I don't like dining alone, it is only fractionally worse than dining with other people, so I was not in the best of moods when a spotty faced youth directed me to a table set for two, and gestured for me to take a seat. "How was your day?" he enquired with all of the heartfelt interest of a badly programmed robot. "You'll be able to see the big screen from here" he muttered. He was of course quite right, I could see the big screen....provided I turned my head 180 degrees away from the table.
Avoiding the supplementary questions when ordering in a "US style" restaurants was something I'd trained for during my time living in the US and I was able to successfully order a regular slab of original baby back ribs, coleslaw and a loaded baked potato. So no need to be asked any other questions.....which usually does not prevent the traditional up sell from the waitstaff but fortunately not here. (I feared the worst having ordered a Redback and being asked if I wanted a Redback Mild.)
I tried to look invisible as I settled into Danny Baker's wonderful autobiography on my Kindle. "Sorry mate" :?: I heard and wondered who on earth was being addressed. It was me. :shock: The waitress was addressing me. She plonked some "complimentary bread" onto the table. "Sorry mate" echoed through my mind as I settled back into my book.

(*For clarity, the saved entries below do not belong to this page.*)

PR #4533, opened 2024-03-14
Support new ActionProfile annotations for P4Runtime.

jonathan-dilorenzo:
Support new annotations introduced to the P4Runtime standard in https://github.com/p4lang/p4runtime/pull/399.

### DIFF
--- a/control-plane/p4RuntimeArchStandard.h
+++ b/control-plane/p4RuntimeArchStandard.h
@@ -768,8 +768,12 @@ class P4RuntimeArchHandlerCommon : public P4RuntimeArchHandlerIface {
         auto id = symbols.getId(SymbolType::P4RT_ACTION_PROFILE(), actionProfile.name);
         setPreamble(profile->mutable_preamble(), id, actionProfile.name,
                     symbols.getAlias(actionProfile.name), actionProfile.annotations,
-                    // exclude @max_group_size if present
-                    [](cstring name) { return name == "max_group_size"; });
+                    // exclude @max_group_size, @selector_size_semantics, and
+                    // @max_member_weight if present
+                    [](cstring name) {
+                        return name == "max_group_size" || name == "selector_size_semantics" ||
+                               name == "max_member_weight";
+                    });
         profile->set_with_selector(actionProfile.type == ActionProfileType::INDIRECT_WITH_SELECTOR);
         profile->set_size(actionProfile.size);
         auto maxGroupSizeAnnotation = actionProfile.annotations->getAnnotation("max_group_size");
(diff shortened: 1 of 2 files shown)


control-plane/p4RuntimeArchStandard.h
```diff
@@ -786,6 +790,57 @@ class P4RuntimeArchHandlerCommon : public P4RuntimeArchHandlerIface {
...
         }
 
+        // By default, an action profile uses the SumOfWeights semantics.
+        auto selectorSizeSemanticsAnnotation =
+            actionProfile.annotations->getAnnotation("selector_size_semantics");
+        if (selectorSizeSemanticsAnnotation) {
+            if (actionProfile.type == ActionProfileType::INDIRECT_WITH_SELECTOR) {
+                auto selectorSizeSemantics = selectorSizeSemanticsAnnotation->expr[0]->toString();
+                CHECK_NULL(selectorSizeSemantics);
+                // The expression may only contain 'sum_of_weights' or 'sum_of_members'
```
fruffy, line 800: Nit: This is actually "sum_of_weights" and "sum_of_members"? Same applies to the error message a couple lines down.

control-plane/p4RuntimeArchStandard.h
```diff
@@ -786,6 +790,57 @@ class P4RuntimeArchHandlerCommon : public P4RuntimeArchHandlerIface {
...
+        }
+
+        // By default, an action profile uses the SumOfWeights semantics.
+        auto maxMemberWeightAnnotation =
+            actionProfile.annotations->getAnnotation("max_member_weight");
+        if (maxMemberWeightAnnotation) {
+            if (actionProfile.type == ActionProfileType::INDIRECT_WITH_SELECTOR &&
+                profile->has_sum_of_members()) {
+                auto maxMemberWeightConstant =
+                    maxMemberWeightAnnotation->expr[0]->to<IR::Constant>();
```
fruffy, line 827: You can use `checkedTo` here.

control-plane/p4RuntimeArchStandard.h
```diff
@@ -786,6 +790,57 @@ class P4RuntimeArchHandlerCommon : public P4RuntimeArchHandlerIface {
             }
         }
 
+        // By default, an action profile uses the SumOfWeights semantics.
+        auto selectorSizeSemanticsAnnotation =
+            actionProfile.annotations->getAnnotation("selector_size_semantics");
+        if (selectorSizeSemanticsAnnotation) {
+            if (actionProfile.type == ActionProfileType::INDIRECT_WITH_SELECTOR) {
+                auto selectorSizeSemantics = selectorSizeSemanticsAnnotation->expr[0]->toString();
```
fruffy, line 798: You can use `checkedTo` here and cast to an IR::StringLiteral, which has a cstring as value member. It looks like the annotation is parsed as that.

fruffy (approved):
Approving, some small suggestions.

control-plane/p4RuntimeArchStandard.h
jonathan-dilorenzo: Ah, good point. It's a little confusing for users though, because if they actually put `@selector_size_semantics(sum_of_weights)` P4 would get confused and think it was an identifier (at least it does if I try it). So they need to put `@selector_size_semantics("sum_of_weights")`. But if I say the expression needs to be `\"sum_of_weights\"`, then I worry they'll put `@selector_size_semantics("\"sum_of_weights\"")`... Wdyt?

fruffy: At least for the error message `\"sum_of_weights\"` should turn into `"sum_of_weights"` no?

Ha we can leave it as is. It looks like no matter what we do here there will be a user that could be confused.

jonathan-dilorenzo: Yeah :'(. Fixed the error message though. I think that's a good point.

fruffy (approved):

PR #4541, opened 2024-03-16
Remove obsolete `output_to_genfiles = True`.

tjgq:
This is a no-op for Bazel, which enables `--incompatible_merge_genfiles_directory` by default.

### DIFF
--- a/bazel/bison.bzl
+++ b/bazel/bison.bzl
@@ -61,5 +61,4 @@ genyacc = rule(
                   "subject to $(location ...) expansion.",
         ),
     },
-    output_to_genfiles = True,
 )


fruffy (approved):

fruffy:
Approving, but can you give some more detail on the rationale here? It can't hurt to make this explicit, even if it is the default value.

tjgq:
> Approving, but can you give some more detail on the rationale here? It can't hurt to make this explicit, even if it is the default value.

When `--incompatible_merge_genfiles_directory` is enabled (which is the case for Bazel, but not Blaze at Google), `output_to_genfiles` has no effect - it doesn't matter what you set it to. I'm making this change because we want to switch the default at Google, but we can't flip the flag globally - we have to do it rule by rule (and we import this rule for use internally).

Once we're done, `output_to_genfiles` will be removed entirely, so there's no advantage to leaving it here explicitly set to `False`. 99% of Bazel users don't encounter the `genfiles` directory at all, so leaving it is in fact more confusing.

fruffy:
Thanks!

PR #4543, opened 2024-03-16
Aggressively clean up the Protobuf CMake dependency.

### LINKED ISSUE #4477: Revisit Protobuf include directory policy
Now that we have increased the minimum Protobuf version we may actually be able to request a Protobuf version that includes the fixes to the CMake config file. This way we can just link to Protobuf normally instead of manually patching libraries and includes.

fruffy:
Now that we are mandating Protobuf 3.25 try to simplify the use of extra variables and workarounds for our Protobuf dependency.

- Use `protobuf_generate` instead our own custom command. This way we can rely on the canonical definitions instead of having to maintain our own generators.
- Do not use ${Protobuf_LIBRARY}, instead use the aliased versions `protobuf::`
- Do not use `PROTOBUF_PROTOC_INCLUDES`, instead use `Protobuf_INCLUDE_DIRS` only.
- Also clean up some unnecessary include directories in the top-level CMakeLists. Try to simplify things. 

With CMake 3.24 we may also be able to override `find_package` with FetchContent: https://cmake.org/cmake/help/latest/module/FetchContent.html

Fixes #4477.


fruffy:
@jkhsjdhjs We are trying to refresh our Protobuf dependency and simplify it but I know you had some trouble with setting the right variables in Arch Protobuf. If we mandate a recent version do these build settings work for you? Or do we still need to keep the compatibility variables?

jkhsjdhjs:
@fruffy Yep, it doesn't build for me with the changes of this PR:
```
CMake Error at cmake/Protobuf.cmake:14 (find_package):
  Could not find a configuration file for package "Protobuf" that is
  compatible with requested version "25.3".

  The following configuration files were considered but not accepted:

    /usr/lib/cmake/protobuf/protobuf-config.cmake, version: 25.3.0
    /lib/cmake/protobuf/protobuf-config.cmake, version: 25.3.0

  CMakeLists.txt:185 (p4c_obtain_protobuf)
```
It works if I remove the `25.3` from the `find_package()` call.

However, I then get these errors:
```
CMake Error at control-plane/CMakeLists.txt:53 (add_custom_command):
  Error evaluating generator expression:

    $<TARGET_FILE:protoc>

  No target "protoc"


CMake Error at backends/dpdk/CMakeLists.txt:29 (add_custom_command):
  Error evaluating generator expression:

    $<TARGET_FILE:protoc>

  No target "protoc"


CMake Error at control-plane/CMakeLists.txt:53 (add_custom_command):
  Error evaluating generator expression:

    $<TARGET_FILE:protoc>

  No target "protoc"


CMake Error at backends/dpdk/CMakeLists.txt:29 (add_custom_command):
  Error evaluating generator expression:

    $<TARGET_FILE:protoc>

  No target "protoc"
```

fruffy:
Thanks for checking this! Maybe using `25.3.0` works?

fruffy:
@jkhsjdhjs I tested this locally and on MacOS, and I believe things should now work. Took me a lot of trial and error.

jkhsjdhjs (approved):
> Took me a lot of trial and error.

Yes, I can see that :D

fruffy force-pushed a lot

I just tested a build with the changes on latest Arch Linux using system protobuf and abseil and it works fine. LGTM :+1:

fruffy:
> > Took me a lot of trial and error.
> 
> Yes, I can see that :D
> 
> fruffy force-pushed a lot
> 
> I just tested a build with the changes on latest Arch Linux using system protobuf and abseil and it works fine. LGTM 👍

Great! Yeah, a lot of this was me banging my head against the wall trying to figure out why the MacOS build can not find Protobuf. Only to realize that it requires path hints.

cmake/Protobuf.cmake
```diff
@@ -1,4 +1,6 @@
 macro(p4c_obtain_protobuf)
+  set(P4C_PROTOBUF_VERSION "25.3")
+  set(P4C_PROTOC_VERSION "4.25")
```
vlstill, line 3: is `P4C_PROTOC_VERSION` used at all?

vlstill (commented):
Just two things I've noticed. (I got little lost in all the changes so I did not fully review it, but it looks reasonable overall).

cmake/Protobuf.cmake
fruffy: No, I was hoping to use it for `https://github.com/p4lang/p4c/pull/4543/files#diff-08181e83a64a6a99c0661f941d7b457ae42e4313384e857565f4d9545fd82903R22` but that code still seems to break. Let me try it one more time.

fruffy: I just tried, and it looks like adding the version simply breaks the find_package command. I removed the version specifier for now.

vlstill (approved):
I am no familiar with protobuf and how it should be used in CMake. Nor am I familiar with the P4C control plane. But I don't see any problems with the code.

fruffy:
> I am no familiar with protobuf and how it should be used in CMake. Nor am I familiar with the P4C control plane. But I don't see any problems with the code.

fwiw I have been testing this PR in downstream dependencies for months now.

PR #4546, opened 2024-03-18
[P4Testgen] Clean up the direct extern map implementation for BMv2.

fruffy-g:
- Use cstring instead of the declaration pointer in the direct extern map.
- Check for all implementations.
- Create an explicit static array of implementations.

### DIFF
--- a/backends/p4tools/modules/testgen/targets/bmv2/map_direct_externs.cpp
+++ b/backends/p4tools/modules/testgen/targets/bmv2/map_direct_externs.cpp
@@ -54,10 +54,9 @@ bool MapDirectExterns::preorder(const IR::P4Table *table) {
         const auto *impl = table->properties->getProperty(tableProperty);
         if (impl != nullptr) {
             auto declInstanceOpt = getExternFromTableImplementation(impl);
-            if (!declInstanceOpt.has_value()) {
-                return false;
+            if (declInstanceOpt.has_value()) {
+                directExternMap.emplace(declInstanceOpt.value()->controlPlaneName(), table);
             }
-            directExternMap.emplace(declInstanceOpt.value()->controlPlaneName(), table);
         }
     }
     return false;
--- a/backends/p4tools/modules/testgen/targets/bmv2/map_direct_externs.cpp
+++ b/backends/p4tools/modules/testgen/targets/bmv2/map_direct_externs.cpp
@@ -1,5 +1,11 @@
 #include "backends/p4tools/modules/testgen/targets/bmv2/map_direct_externs.h"
 
+#include <cstdio>
+#include <optional>
+
+#include "ir/ir.h"
+#include "lib/error.h"
+
 namespace P4Tools::P4Testgen::Bmv2 {
 
 bool MapDirectExterns::preorder(const IR::Declaration_Instance *declInstance) {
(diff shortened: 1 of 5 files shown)


backends/p4tools/modules/testgen/targets/bmv2/map_direct_externs.h
```diff
@@ -1,34 +1,44 @@
...
 #include <map>
+#include <optional>
 
 #include "ir/ir.h"
 #include "ir/visitor.h"
+#include "lib/cstring.h"
 
 namespace P4Tools::P4Testgen::Bmv2 {
 
 /// A map of direct extern declarations which are attached to a table.
```
jonathan-dilorenzo, line 14: nit: It's worth adding a quick comment about what the map is. E.g. it's not immediately clear to me why this changed from an IDeclaration to  a cstring and what that cstring represents. Maybe: `// A map from extern names to tables they are attached to.` (if true)?

backends/p4tools/modules/testgen/targets/bmv2/map_direct_externs.cpp
```diff
@@ -1,46 +1,68 @@
...
+}
+
+bool MapDirectExterns::preorder(const IR::P4Table *table) {
+    // Try to get extern implementation properties from the table.
+    for (const auto *tableProperty : kTableExternProperties) {
+        const auto *impl = table->properties->getProperty(tableProperty);
+        if (impl != nullptr) {
+            auto declInstanceOpt = getExternFromTableImplementation(impl);
+            if (!declInstanceOpt.has_value()) {
+                return false;
```
jonathan-dilorenzo, line 58: This is a bit strange to me. I would've thought you'd just want to continue so that you can test all extern properties? Or, if having an implementation defined, yet not having that extern not be defined is super illegal, then maybe better to allow this function to fail?

This seems like a strange limbo state.

backends/p4tools/modules/testgen/targets/bmv2/map_direct_externs.cpp
```diff
@@ -1,46 +1,68 @@
...
 }
 
-bool MapDirectExterns::preorder(const IR::P4Table *table) {
-    // Try to either get counters or meters from the table.
-    const auto *impl = table->properties->getProperty("meters");
-    if (impl == nullptr) {
-        impl = table->properties->getProperty("counters");
+std::optional<const IR::Declaration_Instance *> MapDirectExterns::getExternFromTableImplementation(
+    const IR::Property *tableImplementation) {
+    const auto *selectorExpr = tableImplementation->value->to<IR::ExpressionValue>();
```
jonathan-dilorenzo, line 18: nit: Why move from `checkedTo` to just `to`? Isn't that less safe?

jonathan-dilorenzo: Maybe this is what the nullptr case below covers?

jonathan-dilorenzo (approved):
Minor points. LGTM.

backends/p4tools/modules/testgen/targets/bmv2/map_direct_externs.cpp
fruffy-g: It's an exception vs error resolution thing. The exception will throw once and then terminate entirely. With the error we can continue execution and potentially emit other errors in this particular pass. Compilation will still stop once this compiler pass has completed.

backends/p4tools/modules/testgen/targets/bmv2/map_direct_externs.cpp
fruffy-g: Good catch, that was not intentional.

fruffy-g: There are indeed some cases where not returning a declaration instance has a benign cause where we do not throw an error. Iteration should not stop there.

PR #3164, opened 2025-05-19
Use FSharp.Core.Extended

nojaf:
Before

```
| Method | Mean     | Error    | StdDev   | Rank | Gen0     | Gen1     | Allocated |
|------- |---------:|---------:|---------:|-----:|---------:|---------:|----------:|
| Format | 60.39 ms | 1.102 ms | 1.312 ms |    1 | 888.8889 | 333.3333 | 155.13 MB |
```

After

```
| Method | Mean     | Error    | StdDev   | Rank | Gen0     | Gen1     | Allocated |
|------- |---------:|---------:|---------:|-----:|---------:|---------:|----------:|
| Format | 60.51 ms | 0.489 ms | 0.458 ms |    1 | 888.8889 | 333.3333 | 155.13 MB |
```

It didn't really do anything for this repo.
Maybe I missed something in setting this up, although we probably don't use any of the optimized APIs.

//cc @vzarytovskii

### DIFF
--- a/Directory.Packages.props
+++ b/Directory.Packages.props
@@ -4,12 +4,13 @@
         <CentralPackageTransitivePinningEnabled>true</CentralPackageTransitivePinningEnabled>
     </PropertyGroup>
     <ItemGroup>
-        <PackageVersion Include="FSharp.Core" Version="8.0.100"/>
+        <PackageVersion Include="FSharp.Core" Version="9.0.100"/>
         <PackageVersion Include="System.Collections.Immutable" Version="8.0.0" />
         <PackageVersion Include="System.Diagnostics.DiagnosticSource" Version="8.0.1" />
         <PackageVersion Include="System.Memory" Version="4.6.0" />
         <PackageVersion Include="System.Runtime" Version="4.3.1" />
         <PackageVersion Include="FsLexYacc" Version="11.3.0" />
+        <PackageVersion Include="FSharp.Core.Extended" Version="1.0.4" />
         
         <PackageVersion Include="Ionide.KeepAChangelog.Tasks" Version="0.1.8"/>
         <PackageVersion Include="DotNet.ReproducibleBuilds" Version="1.1.1"/>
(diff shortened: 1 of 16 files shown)


vzarytovskii:
Yeah, fair. I will look at the fantomas codebase and see what it can benefit from.

Numpsy:
Does it need a ```open FSharp.Core.Extended.Collections``` to use the alternate functions?

> Yeah, fair. I will look at the fantomas codebase and see what it can benefit from.

A quick attempt at profiling suggests that a version of Seq.tryHead using ValueOption might shave off some Option allocations in a few places fwiw

vzarytovskii:
> Does it need a ```open FSharp.Core.Extended.Collections``` to use the alternate functions?
> 
> 
> 
> > Yeah, fair. I will look at the fantomas codebase and see what it can benefit from.
> 
> 
> 
> A quick attempt at profiling suggests that a version of Seq.tryHead using ValueOption might shave off some Option allocations in a few places fwiw

That's on my list, however on latest runtime, reference types which do not escape the stack frame can be lifted to be allocated on stack. So this might be an improvement even without that change.

Numpsy:
On the related thought, would the ```Array.choose |> Array.tryHead``` at https://github.com/fsprojects/fantomas/blob/d21ab681da1328407aa4d607e67e1174d6214629/src/Fantomas.Core/Trivia.fs#L161 work as ```Array.tryPick``` ?

nojaf:
> On the related thought, would the `Array.choose |> Array.tryHead` at
> 
> https://github.com/fsprojects/fantomas/blob/d21ab681da1328407aa4d607e67e1174d6214629/src/Fantomas.Core/Trivia.fs#L161
> 
> work as `Array.tryPick` ?

Probably, would accept a PR, but I doubt it will have much impact.

Numpsy:
Saves 0.37MB of memory allocations in the benchmark project according to BDN, which is admitedly small compared to 155MB overall

nojaf:
Going to close this, but would accept/consider a new PR with this idea.

PR #3172, opened 2025-07-29
Downgrade FSharp.Core in FCS

Smaug123:
Fantomas.FCS currently depends on FSharp.Core 8.0.100, which is a really very high version of the dependency for such a small library!

I'm making this change because I'd like to consume Fantomas.FCS from the WoofWare.Expect snapshot testing library, which is currently targeting FSharp.Core [at a *much* lower version](https://github.com/Smaug123/WoofWare.Expect/blob/ad05a9c106bdd33cfeb3961364745218f001a317/WoofWare.Expect/WoofWare.Expect.fsproj#L42).


Smaug123:
Oh Lord this looks complicated. Why does this override propagate to the other consumers? I see no reason why it should; surely they should retain their previous version bounds from Directory.Packages.props. I don't understand NuGet's semantics *at all* here.

nojaf:
The question is then why use an ancient version of FSharp.Core in WoofWare.Expect?
I mean, I get the theory, but in practice, who is not able to run latest LTS of dotnet these days?

Smaug123:
This *is* more a preference than an actual requirement on my part. I'll just vendor the relevant code like Fantomas did, I guess, since it's not looking easy to do this here.

nojaf:
I'm open to lowering, but it needs an actual use-case for my taste.

PR #3173, opened 2025-07-30
Docs - Update FAKE fantomas command

tboby:
https://fsprojects.github.io/fantomas/docs/end-users/FormattingCheck.html#FAKE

"Sorry mate" I heard again, we have run out of original ribs. I briefly pondered questioning how such a thing had happened less than 5 minutes after opening, but stunned by the waitresses mode of address I meekly accepted the St Louis ribs as an alternative.
"Sorry mate".
"Ah that must be me the waitress is talking to" I thought.
My meal was delivered gracelessly to my table. A regular slab of St Louis Ribs, coleslaw and........broccoli. "Ah" I said "I ordered the baked potato"
"Sorry mate, I'll bring it out to you."
In, what seemed like, seconds I heard "Sorry mate" as a baked potato with butter was placed before me. "Ah" I said "it was a loaded baked potato.
"Sorry mate, I wont be a minute"
"Sorry mate"
The additional bits and pieces were delivered to turn my baked potato into one of a loaded variety.
At this stage I was delighted to be advised that I would not be charged for the broccoli. :shock:
One more Redback later and my meal was finished.
"Sorry Sir" I sat motionless assuming the waitress was addressing someone else......but it was me. "Would you like to see the dessert menu?"
"No thank you" I replied " Could I get the bill please?"
"Sorry mate" (I was now screaming inside) "Here is your bill"
Well at least the bill seemed to be correct. A young chap collected my bill with my credit card and fortunately delivered the necessary paperwork back quickly for me to sign.
As one grows older time seems to speed up..........and that hour in Tony Roma's in Perth is yet another one I will never be able to reclaim.